Era un hombre Sabanero y eso pesa mucho. El que sabe enamorar, ponerse el sombrero, el rey de la parranda. Nada estridente, porque el Caribe viste por dentro.
Cuando se fue engordando y su figura, bien explotada, fue recibiendo los estragos de los años, su colección de camisas de todos los colores se le fue quedando, entonces cualquier día se me presentaba en mi casa con una bolsa de regalo. Aún conservo algunas.
Carlos Alberto, siempre estaba buscando nuevas palabras para comunicarse en radio, televisión o en tarima. Se nutria de frases para impactar. A veces, creyéndome inteligente- casi todos se equivocan conmigo – me pedía consejos para manejar un evento en tarima. Yo lo evadía, porque sabía que él sabía hacer su trabajo.

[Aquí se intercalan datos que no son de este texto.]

Issue #1435, opened 2021-09-09
0.9.1 Can't join games


Spikeone:
It looks like a Linux player can not join a game hosted by a windows player.

Both players ran rttr.bat to make sure they have the same version - no luck, the game still greets with version missmatch

Flamefire:
Could you post the begin of the log, i.e. the part where the version is stated? Should be something like 
> Return To The Roots v0.9.1-.... Compiled with ...

Flamefire:
Looks like the linux version has the revision truncated:
Linux: 7273dd8c3fa98f3892af28d415aca77a
Windows: 7273dd8c3fa98f3892af28d415aca77a5d58fdd4

We need to double check that

Spikeone:
yeah sorry, don't have linux and the player I played with didn't answer since

stefson:
here is the output from my self compiled v0.9.1 binary:

s25client 
Return To The Roots v0.9.1-7273dd8c3fa98f3892af28d415aca77a5d58fdd4
Compiled with GNU C++ version 9.4.0 for linux 64 Bit

hope that helps

Flamefire:
@Flow86 Still not sure where the shorter revision comes from.
If I do `git checkout v0.9.1 && cat .git/HEAD` I get the correct one on my Linux system. Something wrong with the build images?

Flow86:
when I run it manually on the build images I also get the right version?

stefson:
so have you ironed this one out? If not, I'm on linux and am willing to help you push out a stable 0.9.2 release. Just ping me with @

Flamefire:
@stefson Feel free to try and build a stable linux version from current sources. If that works too, I'd say we go and try to tag a 0.9.2 and build it on Jenkins. The new check I added should catch the issue if it still occurs.

stefson:
It's multiplayer, I can't test it alone man :-) 

(joining the lobby works)

Flamefire:
Just check the revision on startup that it is indeed long enough. But if it compiles it will work due to the new check

stefson:
Well, that part was never a problem with my checkout:

```
Return To The Roots v20210924-df0fe3ae7ef062245914360f6275fcadbb08d4b3
Compiled with Clang version 12.0.1  for linux 64 Bit
```

It was a problem for the binaries provided by your buildserver. Hence the fix is only in the updater, jenkins, and workflows, right?

Spikeone:
[...]

PR #1450, opened 2021-10-29
Fix crash when flag is captured while having active flag workers and enhance connect fail message for version mismatch

### LINKED ISSUE #1449: s25client crashing: pure virtual method called
Hello! 

Not sure how do I report the issue properly, terribly sorry.
I am running the latest s25client.exe build on Windows 10.
The game is crashing, and all I see in the console log is this message:

>pure virtual method called
>terminate called without an active exception

The log file has no messages related to the crash.
The game crashes on the "Good old times" map by BlueByte.
I've got a replay file that shows the last minute before the crash.

The crash happens randomly when I do something with the game objects or when I save the game.
The game also crashes when trying to save the game after the replay finishes.
Here is a screencast on Youtube:

[s25client crash](http://www.youtube.com/watch?v=tlJGHLUmy4I "s25client crash")

The replay file, the savefile and the map is in this zip archive: [crash_save_replay.zip](https://github.com/Return-To-The-Roots/s25client/files/7428438/crash_save_replay.zip).
Please let me know if I can somehow improve the bug report.

Thanks :)

Flamefire:
See https://github.com/Return-To-The-Roots/s25client/issues/1449 and help a bit for https://github.com/Return-To-The-Roots/s25client/issues/1435

Fixes #1449

### DIFF
--- a/libs/s25main/GamePlayer.cpp
+++ b/libs/s25main/GamePlayer.cpp
@@ -1256,7 +1256,7 @@ void GamePlayer::CallFlagWorker(const MapPoint pt, const Job job)
         wh->OrderJob(job, flag, true);
 }
 
-bool GamePlayer::IsFlagWorker(nofFlagWorker* flagworker)
+bool GamePlayer::IsFlagWorker(const nofFlagWorker* flagworker)
 {
     return helpers::contains(flagworkers, flagworker);
 }
--- a/libs/s25main/GamePlayer.h
+++ b/libs/s25main/GamePlayer.h
@@ -222,7 +222,7 @@ public:
         RTTR_Assert(IsFlagWorker(flagworker));
         flagworkers.remove(flagworker);
     }
-    bool IsFlagWorker(nofFlagWorker* flagworker);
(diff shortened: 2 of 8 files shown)


Flamefire:
IMO this is not possible. You can only connect to servers with the same version, so the protocol version is the same as the game version. IIRC we don't have a protocol version, do we?
If somehow an old and new client/server communicate with this it will either result in ignoring the version (->all fine) or a runtime error leading in a close of the connection (->also fine) but as mentioned above: As this is after the part where the server information is already exchanged (i.e. the version) and you cannot connect to another version this should never happen anyway

Flow86:
but what if the client is connecting to an old version, thats what the message is for? then that server does not respond with the string.
I think we have something like this, but its only for LobbyProtocol I think

Flow86:
the revision was also never the check criteria at least for the stable versions.

Flamefire:
It was. After the connection was created: https://github.com/Return-To-The-Roots/s25client/blob/master/libs/s25main/network/GameServer.cpp#L918-L919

Lo único que yo me atrevía a corregirle era la forma cómo pronunciaba su apellido, porque no le daba el toque final en español, sino que lo dejaba en suspenso, lo cortaba, para que sonara extranjero. No decía Severiche, sino Severich.
Carlos era un admirador de sus hijos,que tuvo con distintas mujeres. Decía con orgullo que eran muy inteligentes.

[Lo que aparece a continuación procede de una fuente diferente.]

PR #1476, opened 2021-12-03
Allow all building types on Harbor spots 

### LINKED ISSUE #1473: Only harbor building on harbor spots possible
As the title says, it's currently not possible to place anything but a harbor building on a harbor spot which is incorrect.

Flamefire:
A harbor spot is like a castle spot with additional harbor building
Fixes #1473

Also adds tests for that

### DIFF
--- a/libs/s25main/world/GameWorldView.cpp
+++ b/libs/s25main/world/GameWorldView.cpp
@@ -480,7 +480,7 @@ void GameWorldView::DrawConstructionAid(const MapPoint& pt, const DrawPoint& cur
     if(bq != BuildingQuality::Nothing)
     {
         constexpr auto bqImgs = getBqImgs();
-        glArchivItem_Bitmap* bm = LOADER.GetMapTexture(bqImgs[bq]);
+        auto* bm = LOADER.GetMapTexture(bqImgs[bq]);
         // Draw building quality icon
         bm->DrawFull(curPos);
         // Show ability to construct military buildings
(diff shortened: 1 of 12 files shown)


libs/s25main/world/GameWorldView.cpp
```diff
@@ -462,12 +462,25 @@ void GameWorldView::DrawMovingFiguresFromBelow(const TerrainRenderer& terrainRen
...
 }
 
+constexpr auto getBqImgs()
+{
+    helpers::EnumArray<unsigned, BuildingQuality> imgs{};
+    imgs[BuildingQuality::Flag] = 50;
+    imgs[BuildingQuality::Hut] = 51;
+    imgs[BuildingQuality::House] = 52;
+    imgs[BuildingQuality::Castle] = 53;
+    imgs[BuildingQuality::Mine] = 54;
```
Flow86, line 472: shouldn't we set these in the order of the enum instead?

Flamefire: I don't see a need for this. I changed the order of the enum to fit our needs: Better performance: https://github.com/Return-To-The-Roots/s25client/pull/1476/commits/0c474e86fc172214f95f3d621dca3b1dd88e9eed

Due to the `constexpr` this whole array is a constant and the function makes it very clear which BQ is which image. I find that better than the kinda mysterious `49 + rttr::enum_cast(bq)`

Flamefire:
@Flow86 rebased and resolved merge conflicts

Flow86 (approved):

En su forma espontánea de presentarse, siempre bien puesto, de repente empezó a usar gafas no medicadas, para verse mejor, con un aire de intelectual, a lo de superman.
«Ya tienes las gafas, ahora te falta ser intelectual» ,le decían sus amigos, para mamarle gallo. El sólo bajaba la cabeza y soltaba la risa.
Carlos Alberto, fue un comunicador integral, desde el lector de cuñas, pasando por presentador de TV, animador de tarima, hasta ganar un premio de periodismo, presea que buscó por muchos años.
Siempre me involucraba en sus proyectos,de modo que no dudó en invitarme a presentar el programa de entrevista La Opinión, los domingos en el Canal Doce, que fundamos con Jaime Vergara y José Miguel Pestana. Y como los sábados casi amanecía en su oficio de presentador de tarima, me correspondía a mi asumir el programa. Hasta que un día nos perdimos de esa joda, cansados de dar pantalla y de aquello nada.
Igual me acompañó durante varios años en Alma Mater, de Unisucre, con su compañera Catalina Condia.
Me da la impresión de que los personajes como Carlos Severiche Sierra, que le hacía culto a su belleza y le sacaba provecho personal y profesional, les place morir jóvenes, para que su figura siempre sea fresca en la memoria de sus seguidores, que en su caso, eran o son muchísimos.